PR #180, opened 2018-06-24
add DocTypeSubVersion to handle experimental elements

robUx4:
This is a proposal to handle experimental elements without having to define a `DocType` value each time.

Just as I wrote this I realized a more flexible approach could be the following:
DocTypeExtension
  DocTypeExtensionName
  DocTypeExtensionVersion

This allows different workgroups working on different versions of an element subset. It may even allow listing these elements in there in the future. The DocTypeExtension would be multiple.

### DIFF
--- a/specification.markdown
+++ b/specification.markdown
@@ -747,6 +747,24 @@ type: Unsigned Integer
 
 description: The minimum `DocType` version an `EBML Reader` has to support to read this `EBML Document`. The value of the `DocTypeReadVersion Element` MUST be less than or equal to the value of the `DocTypeVersion Element`.
 
+### DocTypeSubVersion Element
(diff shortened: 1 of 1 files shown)


retokromer:
>Just as I wrote this I realized a more flexible approach could be the following:
>DocTypeExtension
>DocTypeExtensionName
>DocTypeExtensionVersion

+1

dericed:
If used, consider adding 'Default: 0'

mbunkus:
I strongly dislike this approach and favor the one proposed in #181 where I also explained my concerns about #180.

robUx4:
OK, everyone seems to agree this is bad. Closing.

WORK REQUIRED
With no additions or omissions, transcribe every record.

WRITTEN RESPONSE
PR #180, opened 2018-06-24
add DocTypeSubVersion to handle experimental elements

robUx4:
This is a proposal to handle experimental elements without having to define a `DocType` value each time.

Just as I wrote this I realized a more flexible approach could be the following:
DocTypeExtension
  DocTypeExtensionName
  DocTypeExtensionVersion

This allows different workgroups working on different versions of an element subset. It may even allow listing these elements in there in the future. The DocTypeExtension would be multiple.

### DIFF
--- a/specification.markdown
+++ b/specification.markdown
@@ -747,6 +747,24 @@ type: Unsigned Integer
 
 description: The minimum `DocType` version an `EBML Reader` has to support to read this `EBML Document`. The value of the `DocTypeReadVersion Element` MUST be less than or equal to the value of the `DocTypeVersion Element`.
 
+### DocTypeSubVersion Element
(diff shortened: 1 of 1 files shown)


retokromer:
>Just as I wrote this I realized a more flexible approach could be the following:
>DocTypeExtension
>DocTypeExtensionName
>DocTypeExtensionVersion

+1

dericed:
If used, consider adding 'Default: 0'

mbunkus:
I strongly dislike this approach and favor the one proposed in #181 where I also explained my concerns about #180.

robUx4:
OK, everyone seems to agree this is bad. Closing.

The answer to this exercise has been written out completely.